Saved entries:
PR #476, opened 2019-10-01
Generate seperate multi-node and single-node yaml

### LINKED ISSUE #473: Generate separate multi-node and single-node control plane examples
/kind feature

We're currently just generating one example for single and multi-node. Because the configurations for both are different it would be nice if the examples/generate.sh shell script could be adjusted to take a parameter `single-node-controlplane` or `multi-node-controlplane` and generate examples accordingly (or just generate both)

prankul88:

Fixes #473 

1. As suggested by @sbueringer , I created separate folders for single-node/multi-node cluster and controlplane.
2. generate.yaml takes input "single-node" /"multi-node" and generates yaml accordingly 

**Release note**:

```release-note

```


examples/generate.sh
```diff
@@ -83,8 +83,23 @@ else
   exit 1
 fi
 
+# Check if correct controlplane preference is given
 if [[ -n "${3-}" ]] && [[ $3 != -* ]] && [[ $3 != --* ]]; then
-  OUTPUT_DIR=$(echo $3 | tr '[:upper:]' '[:lower:]')
+  if [[ "$3" == "single-node" || "$3" == "multi-node" ]]; then
+    export CONTROLPLANE=$3
+  else"$
```
sbueringer:
```suggestion
  else
```

I think you have to remove the "$

examples/generate.sh
```diff
@@ -190,12 +205,22 @@ else
 fi
 
 # Generate cluster resources.
-kustomize build "${SOURCE_DIR}/cluster" | envsubst > "${CLUSTER_GENERATED_FILE}"
-echo "Generated ${CLUSTER_GENERATED_FILE}"
+if [[ $CONTROLPLANE == "single-node" ]]; then
```
sbueringer: I would propose to call these folder cluster-single-node and cluster-multi-node then you can remove the if else and just use the $CONTROLPLANE var directly in the folder path

examples/generate.sh
```diff
@@ -190,12 +205,22 @@ else
...
+  echo "Generated ${CLUSTER_GENERATED_FILE}"
+else
+  kustomize build "${SOURCE_DIR}/cluster/cluster-multi" | envsubst > "${CLUSTER_GENERATED_FILE}"
+  echo "Generated ${CLUSTER_GENERATED_FILE}"
+fi
 
 # Generate controlplane resources.
-kustomize build "${SOURCE_DIR}/controlplane" | envsubst > "${CONTROLPLANE_GENERATED_FILE}"
-echo "Generated ${CONTROLPLANE_GENERATED_FILE}"
+if [[ $CONTROLPLANE == "single-node" ]]; then
```
sbueringer: same here

examples/cluster/cluster-single/cluster.yaml
```diff
@@ -0,0 +1,42 @@
...
+  name: ${CLUSTER_NAME}
+  namespace: ${CLUSTER_NAME}
+spec:
+  clusterNetwork:
+    services:
+      cidrBlocks: ["10.96.0.0/12"]
+    pods:
+      cidrBlocks: ["192.168.0.0/16"]
+    serviceDomain: "cluster.local"
+    apiServerPort: <disable when multi-node control-plane>
```
sbueringer: let's just use the value 6443 here

sbueringer:
@prankul88 
Sorry for the late review. I also want to test the new generated files sometime in the next week. Don't have time for that right now.

Can you also do the following changes in controlplane.yaml

* Remove these blocks:
  * multi
```
  # multi-node control-plane:
  # * Disable the floatingIP property
  # single-node control-plane:
  # * Enable the floatingIP property
  #floatingIP: <floating IP>
```
  * single 
```
  # multi-node control-plane:
  # * Disable the floatingIP property
  # single-node control-plane:
  # * Enable the floatingIP property
```

* Theres some documentation around: clusterConfiguration.controlPlaneEndpoint. Let's move that inside the value of controlPlaneEndpoint (which would be `<loadbalancer ip>` and `<floating ip of control plane node>` respectively

Let's use

examples/generate.sh
jichenjc: +1

examples/controlplane/controlplane-single/controlplane.yaml
```diff
@@ -0,0 +1,115 @@
+#####################################################
+# ${CLUSTER_NAME}-controlplane-0
+#####################################################
+apiVersion: cluster.x-k8s.io/v1alpha2
+kind: Machine
+metadata:
+  name: ${CLUSTER_NAME}-controlplane-0
```
jichenjc: not sure keep this -0 is still useful, ok to keep it

examples/controlplane/controlplane-single/controlplane.yaml
```diff
@@ -0,0 +1,115 @@
...
+  networks:
+  - filter:
+      name: k8s-clusterapi-cluster-${CLUSTER_NAME}-${CLUSTER_NAME}
+    subnets:
+    - filter:
+        name: k8s-clusterapi-cluster-${CLUSTER_NAME}-${CLUSTER_NAME}
+  # multi-node control-plane:
+  # * Disable the floatingIP property
+  # single-node control-plane:
+  # * Enable the floatingIP property
```
jichenjc: do we still want to keep those comments?

examples/controlplane/controlplane-single/controlplane.yaml
```diff
@@ -0,0 +1,115 @@
...
+      kubeletExtraArgs:
+        cloud-provider: openstack
+        cloud-config: /etc/kubernetes/cloud.conf
+  clusterConfiguration:
+    # multi-node control-plane:
+    # * Configure the floating ip of the loadbalancer
+    # single-node control-plane:
+    # * Configure the floating ip of the (only) control
+    #   plane node
+    controlPlaneEndpoint: "<floating ip>:6443"
```
jichenjc: ditto

examples/generate.sh
```diff
@@ -83,8 +83,23 @@ else
   exit 1
 fi
 
+# Check if correct controlplane preference is given
 if [[ -n "${3-}" ]] && [[ $3 != -* ]] && [[ $3 != --* ]]; then
-  OUTPUT_DIR=$(echo $3 | tr '[:upper:]' '[:lower:]')
+  if [[ "$3" == "single-node" || "$3" == "multi-node" ]]; then
```
jichenjc: not sure if we can have a default value such as single-node so that by default only one machine created?
the new comer might be esaier to get start from our provider instead of learning too much concepts..

examples/controlplane/controlplane-single/controlplane.yaml
sbueringer: It would make it more consistent if the cluster is Lager upgraded to multi-node. Also the diff is smaller to multi so its easier to compare

jichenjc: ok, works for me

examples/generate.sh
prankul88: Agreed, this will simplify things !!
Would it not be better to just name it "single-node" and "multi-node" instead. Because using naming "cluster-single-node" would not go well in control-plane folder. Just asking, will do it what fits best

examples/cluster/cluster-single/cluster.yaml
prankul88: Will update. Thanks

examples/controlplane/controlplane-single/controlplane.yaml
prankul88: Would delete it. Thanks

examples/generate.sh
prankul88: Sure. Can set the default to "single-node"

examples/generate.sh
prankul88: My bad. Will update

examples/generate.sh
sbueringer: What do you mean with go well? The folder would be relatively long but we definitely need separate folders for control plane an cluster (or at least it would be easier if it's not mixed)

examples/generate.sh
sbueringer: +1

sbueringer:
@prankul88 test failure is fixed on my pr. See the changes in the Makefile: https://github.com/kubernetes-sigs/cluster-api-provider-openstack/pull/477/files

This was caused by a change in the kustomize release process.

examples/generate.sh
sbueringer: Ah now I know what you mean. If we have a cluster and controlplane folder it would be better to not repeat cluster and controlplane. So yes you're right. For example cluster/multi-node would be better.

sbueringer:
@prankul88 Very nice overall :). Only the folder rename is left and it would make sense to use the test fix from my PR so you don't have to wait until mine is merged.

examples/generate.sh
prankul88: Ya sure I will. :)

prankul88:
@sbueringer Great. Thanks for bringing out the job failure reason. I will update the changes soon.

sbueringer:
@prankul88 You can also rebase on master for the test fix

examples/generate.sh
```diff
@@ -94,7 +93,10 @@ if [[ -n "${3-}" ]] && [[ $3 != -* ]] && [[ $3 != --* ]]; then
     exit 1
   fi
 else
-  echo "Generating yaml for \"single-node\" cluster by default"
```
prankul88: @jichenjc @sbueringer I had earlier set `single-node` as default but would leed to weird implementation. 

If we set "single-node" as default, it would mean that command like `./generate.sh clouds.yaml openstack <folder directory>` would be invalid. 
Default "single-node" would only work in case we dont give out folder directory Eg. "./generate.sh clouds.yaml openstack"

We can have 2 ways out:
1. Don't have a default value for control-plane preference and ask user to mandatory ask for preference. (update docs for that)
2. Switch order of user input. Eg. If we can take something like `./generate.yaml <clouds.yaml> <cloud> <out directory> <controlplane preference>`. (which would also leed to the same situation for out directory)

sbueringer: The problem is it's not straightforward to support multiple optional parameters this way. It would be possible to call it like this `./generate.yaml <clouds.yaml> <cloud> "" <out directory>` Then the default value would be used. But that's also not really convenient.

But for me it would be okay to change the order and declare the output folder as mandatory parameter. In a lot of other scripts/tools it is. It's not really intuitive that _out is a default :)

prankul88: sounds good !!

prankul88:
@sbueringer Sorry did not see your network patch got merged. Will have to rebase

sbueringer:
> @sbueringer Sorry did not see your network patch got merged. I guess l have to rebase and update the controlplane.yaml according to #477

You don't have to change anything because of #477 . It's just another variant is supported if it's not allowed to create networks and subnets in OpenStack. I would like to keep the default the same as it is right now

sbueringer:
@prankul88 so only the paramter change is left, right? Could you also update the script documentation in examples/README.md?

sbueringer:
@prankul88 It would be far easier if you just push individual commits :). By force pushing an individual commit it's hard to figure out what actually changed. Prow will squash on merge anyway.

prankul88:
@sbueringer sorry, I would push them individually from now on. Would like to clarify the latest commit I have pushed. 
1. Have updated the controlpane.yaml and machinedeployments.yaml ( according to #477 )
2. Updated generate.sh which makes `<output dir>` as mandatory input and `"single-node"` as the default parameter.
3. Updated README file accordingly

Kindly take a look.

sbueringer:
@prankul88 Of course. Just wanted to tell you that it's easier that way :)

sbueringer:
@prankul88 Looks good. Apparently they changed something in the upstream ClusterAPI repos. Can you replace l.223-229 in generate.sh with:

```
# Generate Cluster API provider components file.
CAPI_BRANCH=${CAPI_BRANCH:-"stable"}
if [[ ${CAPI_BRANCH} == "stable" ]]; then
  curl -L https://github.com/kubernetes-sigs/cluster-api/releases/download/v0.2.4/cluster-api-components.yaml > "${COMPONENTS_CLUSTER_API_GENERATED_FILE}"
  echo "Downloaded ${COMPONENTS_CLUSTER_API_GENERATED_FILE} from cluster-api stable branch - v0.2.4"
else
  kustomize build "github.com/kubernetes-sigs/cluster-api/config/default/?ref=${CAPI_BRANCH}" > "${COMPONENTS_CLUSTER_API_GENERATED_FILE}"
  echo "Generated ${COMPONENTS_CLUSTER_API_GENERATED_FILE} from cluster-api - ${CAPI_BRANCH}"
fi

# Generate Kubeadm Bootstrap Provider components file.
CABPK_BRANCH=${CABPK_BRANCH:-"stable"}
if [[ ${CABPK_BRANCH} == "stable" ]]; then
  curl -L https://github.com/kubernetes-sigs/cluster-api-bootstrap-provider-kubeadm/releases/download/v0.1.2/bootstrap-components.yaml > "${COMPONENTS_KUBEADM_GENERATED_FILE}"
  echo "Downloaded ${COMPONENTS_KUBEADM_GENERATED_FILE} from cluster-api-bootstrap-provider-kubeadm stable branch - v0.1.2"
else
  kustomize build "github.com/kubernetes-sigs/cluster-api-bootstrap-provider-kubeadm/config/default/?ref=${CABPK_BRANCH}" > "${COMPONENTS_KUBEADM_GENERATED_FILE}"
  echo "Generated ${COMPONENTS_KUBEADM_GENERATED_FILE} from cluster-api-bootstrap-provider-kubeadm - ${CABPK_BRANCH}"
fi
```

Everything else lgtm :)

prankul88:
@sbueringer Have updated !! PTAL

sbueringer:
Perfect. Thx very much :-)

/lgtm
/approve

PR #477, opened 2019-10-06
Pr use existing networks

sbueringer:
Ups, deleted the old branch so the old PR was closed. So again:

Okay I tested my existing multi-node setup and I tested it with remove networks filter. Both worked

@jichenjc Can you test if you're now able to use loadbalancers by setting the network and subnet fields (filters) in the ClusterSpec?

Edit: Old PR was this one: https://github.com/kubernetes-sigs/cluster-api-provider-openstack/pull/475

### DIFF
--- a/Makefile
+++ b/Makefile
@@ -101,7 +101,7 @@ ifndef HAS_YQ
 endif
 ifndef HAS_KUSTOMIZE
 	echo "installing kustomize"
-	go get sigs.k8s.io/kustomize/kustomize
+	GO111MODULE=off go get sigs.k8s.io/kustomize/kustomize
 endif
 ifndef HAS_ENVSUBST
 	echo "installing envsubst"
--- a/Makefile
+++ b/Makefile
@@ -101,7 +101,7 @@ ifndef HAS_YQ
 endif
 ifndef HAS_KUSTOMIZE
 	echo "installing kustomize"
-	go get sigs.k8s.io/kustomize/v3/cmd/kustomize
+	go get sigs.k8s.io/kustomize/kustomize
 endif
 ifndef HAS_ENVSUBST
 	echo "installing envsubst"
--- a/controllers/openstackcluster_controller.go
+++ b/controllers/openstackcluster_controller.go
@@ -18,6 +18,8 @@ package controllers
 import (
 	"context"
 	"fmt"
+	"github.com/gophercloud/gophercloud/openstack/networking/v2/networks"
+	"github.com/gophercloud/gophercloud/openstack/networking/v2/subnets"
 	"k8s.io/client-go/tools/record"
 	"sigs.k8s.io/controller-runtime/pkg/controller"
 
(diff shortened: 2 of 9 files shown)


pkg/cloud/services/compute/instance.go
```diff
@@ -99,36 +97,51 @@ func (s *Service) InstanceCreate(clusterName string, machine *clusterv1.Machine,
...
+							networkID: subnetByFilter.NetworkID,
+							subnetID:  subnetByFilter.ID,
+						})
+					}
 				}
 			}
 		}
+	} else {
+		if openStackCluster.Status.Network == nil {
+			return nil, fmt.Errorf("no network was found in OpenStackCluster.Status.Network")
```
jichenjc: maybe we need add some info that because the machine doesn't have network spec and cluster network is also nil
so we return error..

controllers/openstackcluster_controller.go
```diff
@@ -129,7 +131,35 @@ func (r *OpenStackClusterReconciler) reconcileCluster(logger logr.Logger, cluste
 
 	logger.Info("Reconciling network components")
 	if openStackCluster.Spec.NodeCIDR == "" {
-		logger.V(4).Info("No need to reconcile network")
+		logger.V(4).Info("No need to reconcile network, searching network and subnet instead")
+
+		netOpts := networks.ListOpts(openStackCluster.Spec.Network)
+		networkList, err := networkingService.GetNetworksByFilter(&netOpts)
+		if err != nil && len(networkList) == 0 {
+			return reconcile.Result{}, errors.Errorf("failed to find network: %v", err)
```
jichenjc: do we allow the filter to be none? if so will this return error breaks the whole reconcile but actually we can continue?

pkg/cloud/services/compute/instance.go
sbueringer: Agree. Fixed

controllers/openstackcluster_controller.go
sbueringer: If neither the CIDR nor the Network Filter is configured it would break here. But I think this makes sense. It should be possible to fullfill all cases with those two properties. I think all other cases are easier to reason about if we can enforce here that we have a network and a subnet in the status. If not it just gets even more complicated.

Makefile
```diff
@@ -101,7 +101,7 @@ ifndef HAS_YQ
 endif
 ifndef HAS_KUSTOMIZE
 	echo "installing kustomize"
-	go get sigs.k8s.io/kustomize/v3/cmd/kustomize
+	GO111MODULE=off go get sigs.k8s.io/kustomize/kustomize
```
jichenjc: let me steal this change to my leader election PR :)

sbueringer: Of course :)

controllers/openstackcluster_controller.go
jichenjc: ok, let's get this in and if we have further question, we can work on that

* Task directions *
The required answer is the run of lines above, starting at the line with "test failure is" and ending at the line with "for the test fix", reproduced exactly with both ends.

* Completed task *
@prankul88 test failure is fixed on my pr. See the changes in the Makefile: https://github.com/kubernetes-sigs/cluster-api-provider-openstack/pull/477/files

This was caused by a change in the kustomize release process.

examples/generate.sh
sbueringer: Ah now I know what you mean. If we have a cluster and controlplane folder it would be better to not repeat cluster and controlplane. So yes you're right. For example cluster/multi-node would be better.

sbueringer:
@prankul88 Very nice overall :). Only the folder rename is left and it would make sense to use the test fix from my PR so you don't have to wait until mine is merged.

examples/generate.sh
prankul88: Ya sure I will. :)

prankul88:
@sbueringer Great. Thanks for bringing out the job failure reason. I will update the changes soon.

sbueringer:
@prankul88 You can also rebase on master for the test fix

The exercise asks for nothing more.